Gota de Lluvia pareció recordar algo.

–¡Las cejas! ¿No es así como las llamáis? – Arrancó las tiras que las cubrían y pasó los dedos por el suave arco ciliar, a contrapelo.

–¡Qué agradable! – exclamó riendo fuerte, de un modo parecido a la risita de su hermana pequeña-. ¡Qué monada!

–¿Hay algo más que forme parte, también de la condición? – preguntó Seldon, un poco impaciente.

Dio la sensación de que Gota de Lluvia iba a contestar afirmativamente, mas no dijo nada. En cambio, retiró las manos precipitadamente y se las llevó a la nariz. Seldon se preguntó qué estaría tratando de oler.

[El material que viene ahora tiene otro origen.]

PR #651, opened 2023-09-24
Add domain config saver

iliajie:
As reported [here](https://avan.tech/item85186-Virtualmin-Make-it-obvious-to-find-database-credentials-when-we-are-in-a-sub-server#threadId=67530):

> I believe it would be a shame to leave things as they are, as it could create confusion for uninformed users. As noted by Jeff Fortin and as you can see in the screenshots shared by Marc, many users find it confusing and incomprehensible to not find this information in the "Edit Databases" tab even if they are on a sub-server. An informed user will know directly that he must go through a top-level server, but for others it is not easy to guess this.

I made a few changes <sup>**[1](https://github.com/virtualmin/virtualmin-gpl/commit/61b20eefeda9ec7ca51980a2f658948d149bbb84) [2](https://github.com/virtualmin/virtualmin-gpl/commit/8a3a6701c9cf26a625cd6f52cbbe0916a431f83e)**</sup> to display an explanation in UI, why sub-server cannot edit database username and password, e.g.:

image

However, I would like to submit this new `save_domain_config.cgi` for your review, because even though it does all the checks, it still makes it possible to change any options in the domain config.

It may be pretty convenient to have such API, although I'd like to double check if you think it is safe to change any domain config options in case domain owner can edit given domain?


chris001:
Very nice!  My 2 cents:  to make the text in the Information box, "its parent server settings", be a link to the parent server's settings page ("Edit virtual server"), `/virtual-server/edit_domain.cgi?dom=xxxxxxxxxxxxxxxxxxx&xnavigation=1`.  Bonus: to print the name of the parent server in the Information message, `alma9-pro.vrtualmin.dev`.  Although the parent server could be any domain name... e.g. `unrelated.virtualmin.dev`... that's why it's good to print it in the Info message, to remind the user what's their parent server name.

iliajie:
> that's why it's good to print it in the Info message, to remind the user what's their parent server name.

Alright, agreed, something like this would work better:

image

jcameron:
How would this `save_domain_config.cgi` script be called? Also, it's unclear to me what it's supposed to do ...

iliajie:
> How would this `save_domain_config.cgi` script be called? Also, it's unclear to me what it's supposed to do .

It will be called from here https://github.com/virtualmin/virtualmin-gpl/commit/8a3a6701c9cf26a625cd6f52cbbe0916a431f83e#diff-006a8bad9686960c91e741eef63895c5a2c5e0dba265c427ba5611b7f1ec95e3R21-R30.

jcameron:
So it's just supposed to hide that warning? I actually think it would be be better to just have a small link to the parent domain's page that's always visible, and remove the complexity of adding this new CGI script.

iliajie:
The link was already added in this patch https://github.com/virtualmin/virtualmin-gpl/commit/89f0cd41f2ab4e097cba7f4ec9a0a55e2079d3ff.

And I think it would be pretty irritating to have it displayed all the time.

jcameron:
I'm thinking it doesn't have to be a large warning message, just a small link. The current warning seems more likely to scare users, because it looks like an error when in fact nothing is wrong.

Also, separately from that, this CGI script is too powerful as it can modify delete arbitrary fields from a domain's config file based on URL params. A malicious domain owner could probably use it to grant themselves extra permissions, for example by removing the `uid` field!

iliajie:
> Also, separately from that, this CGI script is too powerful as it can modify delete arbitrary fields from a domain's config file based on URL params.

Yes, exactly! That was my initial concern!

> A malicious domain owner could probably use it to grant themselves extra permissions, for example by removing the uid field!

Alright, I thought about it too however, I'm not sure what would that lead to? `uid` being set to `0`?

Anyway, I can lock its power to do specific change only.

> I'm thinking it doesn't have to be a large warning message, just a small link. 

But this is informational message in blue, I'd say it is not meant to represent any errors. We use it everywhere across UI.

Unless you insist, I'd rather limited the power of save domain config script (or even removed it in favor of having hard-coded field to be saved) .. ?

jcameron:
Yes, please change this script to only dismiss this one specific warning, rather than being general-purpose. Or alternately, do we even need a button to dismiss it? Mostly in Virtualmin these kinds of warnings are always shown ..

iliajie:
I would think so, as from a UI standpoint, it is user-friendly to omit elements that are evident or redundant. I personally,  would want such alert to be dismissible, as it has no further value after it was shown.

Check this change https://github.com/virtualmin/virtualmin-gpl/pull/651/commits/7f94fb93ff3e3297e4932fb86d9009c95bf0b231.

jcameron:
Thanks for the patch!

iliajie:
My pleasure!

–¡Qué extraño! – musitó ella-. ¿Puedo…, puedo hacerlo otra vez?

–Si me dejas el
Libro
durante el tiempo necesario para estudiarlo, a lo mejor te dejo -ofreció Seldon, incómodo.

Gota de Lluvia Cuarenta y Tres metió la mano dentro de su túnica, y de una abertura que Seldon no había observado antes, de algún bolsillo secreto, sacó un libro encuadernado en un material flexible y resistente. Lo cogió al tiempo que se esforzaba por controlar su excitación.

Mientras Seldon reajustaba su cubrecabeza a fin de ocultar su cabello, Gota de Lluvia Cuarenta y Tres volvió a llevarse las manos a la nariz y entonces, rápida y suavemente, se chupó el dedo.

47

–¿Que te tocó el pelo? – exclamó Dors Venabili. Y contempló el cabello de Seldon como si también estuviera tentada de hacerlo. Seldon se apartó ligeramente.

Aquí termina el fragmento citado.